I then use a two stage torque sequence where in the first pass I take the bolts up to about 80% of the final torque value. And then finish up with the final torque value.
The key is to use the torque meter to maintain your pull on each fastener, until it holds steady for a 5 second count. Instead of just yanking it until it reaches the desired number and letting off.
If during the 5 sec count the fastener moves, you restart the count once the torque value is once again steady.
Works Great.
retorquing the head gasket...
- RoyBatty
- Posts: 852
- Joined: Sat Aug 28, 2010 11:44 pm
- Your car is a: 1975 124 Spider - 1971 124 Sport Coupe
- Location: Locust Grove, VA
Re: retorquing the head gasket...
I am a huge fan of doing what the gasket maker recommends!! OR the factory manual. All this backyard engineering is not neccessary. Read the directions.
Keith
Keith
Re: retorquing the head gasket...
Nope, sounds interesting though. A while back I actually built a torque vs clamp force tester in the shop. I use a torque load cell from Mountz and a pressure load cell from Futek. The output from both is piped into the computer. I can see a live relationship between clamp pressure and bolt torque.timinator wrote:You probably saw the Speed Channel program where they showed how torquing bolts on a destructive tester..
- manoa matt
- Posts: 3442
- Joined: Thu Oct 26, 2006 4:28 pm
- Your car is a: 1978 Fiat 124 Spider 1800
- Location: Honolulu, Hawaii
Re: retorquing the head gasket...
When the subject of bolt torque comes up, and it frequently does there is almost always a divide, whether its the connecting rod nuts, the front crank nut, or the cylinder head bolts. Some guys approach it like a Swiss watch with cleaning regimes, specific lubricants, critical step processes for tightening etc. While other guys go for a "close enough" or "this is the way I've done it and never had a problem" type approach.

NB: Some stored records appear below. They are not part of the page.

PR #25547, opened 2024-12-03
fix: use the resource loading cache correctly

### LINKED ISSUE #25507: Resource cache is not filled correctly and stays empty
`DbResourceState` defines `resourcesByTenantIdAndIdCache` as a loading cache, with the intention presumably being that any cache lookup would automatically compute ("load") the value.

However, the only cache lookup is a `getIfPresent`  call which does _not_ load the cache.

In effect, the cache is only populated in `storeResourceInResourceColumnFamily`, i.e. when deploying resources. After a restart, the cache remains empty and useless.

A simple fix to swap the non-loading `getIfPresent` with a loading `get` will not work because the `CacheLoader` is defined recursively, where a load would first start with a cache lookup. This is rejected by the Guava cache with `java.lang.IllegalStateException: Recursive load`.

koevskinikola:
Break the loading chain, i.e. if a resource is
not found in the cache, look it up directly in
the resource_by_id column family. The current
implementation was creating a loading loop.

Remove eager loading of the cache with lazy
loading, i.e. we only cache a resource if it is
explicitly looked up.

Replace the getIfPresent cache method with a get
method since the former doesn't load the cache if
the resource is not present there.

## Checklist

- [ ] for CI changes:

## Related issues

closes #25507

### DIFF
--- a/zeebe/engine/src/main/java/io/camunda/zeebe/engine/state/deployment/DbResourceState.java
+++ b/zeebe/engine/src/main/java/io/camunda/zeebe/engine/state/deployment/DbResourceState.java
@@ -24,6 +24,7 @@ import io.camunda.zeebe.engine.state.mutable.MutableResourceState;
 import io.camunda.zeebe.protocol.ZbColumnFamilies;
 import io.camunda.zeebe.protocol.impl.record.value.deployment.ResourceRecord;
 import java.util.Optional;
+import java.util.concurrent.ExecutionException;
 
 public class DbResourceState implements MutableResourceState {
 
@@ -129,7 +130,7 @@ public class DbResourceState implements MutableResourceState {
                 new CacheLoader<>() {
                   @Override
                   public PersistedResource load(final TenantIdAndResourceId key) {
-                    return findLatestResourceById(key.resourceId, key.tenantId).orElse(null);
+                    return getPersistedResourceById(key.resourceId, key.tenantId);
                   }
                 });
   }
@@ -140,9 +141,6 @@ public class DbResourceState implements MutableResourceState {
     dbResourceKey.wrapLong(record.getResourceKey());
     dbPersistedResource.wrap(record);
     resourcesByKey.upsert(tenantAwareResourceKey, dbPersistedResource);
-    resourcesByTenantIdAndIdCache.put(
-        new DbResourceState.TenantIdAndResourceId(record.getTenantId(), record.getResourceId()),
-        dbPersistedResource.copy());
   }
 
   @Override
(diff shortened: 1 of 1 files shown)


zeebe/engine/src/main/java/io/camunda/zeebe/engine/state/deployment/DbResourceState.java
```diff
@@ -291,6 +279,7 @@ public void clearCache() {
   private PersistedResource getPersistedResourceById(
       final String resourceId, final String tenantId) {
     dbResourceId.wrapString(resourceId);
+    tenantIdKey.wrapString(tenantId);
```
lenaschoenburg, line 282: :grimacing: That sort of bug is already a security issue, right? Such an easy mistake to make with pretty bad consequences.

zeebe/engine/src/main/java/io/camunda/zeebe/engine/state/deployment/DbResourceState.java
```diff
@@ -140,9 +141,6 @@ public void storeResourceInResourceColumnFamily(final ResourceRecord record) {
     dbResourceKey.wrapLong(record.getResourceKey());
     dbPersistedResource.wrap(record);
     resourcesByKey.upsert(tenantAwareResourceKey, dbPersistedResource);
-    resourcesByTenantIdAndIdCache.put(
-        new DbResourceState.TenantIdAndResourceId(record.getTenantId(), record.getResourceId()),
-        dbPersistedResource.copy());
```
lenaschoenburg, line 145: :thought_balloon: This could stay IMO, it avoids an unnecessary cache load for recently deployed resources.

zeebe/engine/src/main/java/io/camunda/zeebe/engine/state/deployment/DbResourceState.java
```diff
@@ -301,10 +290,21 @@ private PersistedResource getPersistedResourceById(
...
   }
 
   private record TenantIdAndResourceId(String tenantId, String resourceId) {}
+
+  /**
+   * This exception is thrown when a DbResourceState cache can't find a PersistedResource in the
+   * state for the given parameters. This must be a checked exception, because of the way the {@link
+   * LoadingCache} works.
+   */
+  private static final class ResourceNotFoundException extends Exception {}
```
lenaschoenburg, line 309: :question: This appears unused?

zeebe/engine/src/main/java/io/camunda/zeebe/engine/state/deployment/DbResourceState.java
koevskinikola: My reasoning was to avoid overfilling the cache, but we'll always have the latest resource versions on hand this way. 👍

zeebe/engine/src/main/java/io/camunda/zeebe/engine/state/deployment/DbResourceState.java
koevskinikola: That's because in the rush to fix this, I forgot to use this! 😦 

I'll add a commit to use it properly.

zeebe/engine/src/main/java/io/camunda/zeebe/engine/state/deployment/DbResourceState.java
koevskinikola: We wrap it in the `getLatestResourceVersion` method, so we didn't have a bug, but it's always preferable to set it explicitly since we may refactor the code and miss it in the future.

lenaschoenburg (approved):
Sorry, forgot to submit my review :facepalm: 

Looks good to me now. Interesting to learn about how `LoadingCache` uses checked/unchecked exceptions. It looks a bit foreign compared to the rest of the engine code.

PR #25562, opened 2024-12-03
test: await processor to reach the end to account for internal processing

lenaschoenburg:
With deployment reconstruction always producing some records right after startup, we need to relax this test such that it gives the stream processor a couple of seconds to reach the end.


remcowesterhoud (approved):
Nice find! 😉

What has been generally accepted by most members is the Fiat specified torque values are almost always more than what is actually needed. Front crank nut is supposed to be 181ft pounds, while Croft says 120 is more than fine. Connecting rod nuts say 54 ft pounds, while a recent thread on Mira conceded 48 was fine.
The real contention comes in when discussing cylinder head bolts. I've got 5 different Fiat manuals in front of me and there is a wide range of torque values specified (54ft pounds up to 61.5ft pounds). Yet all the bolts are M10 X 1.25 thread pitch, grade 10.9, all cylinder heads are aluminum, and all blocks are cast iron.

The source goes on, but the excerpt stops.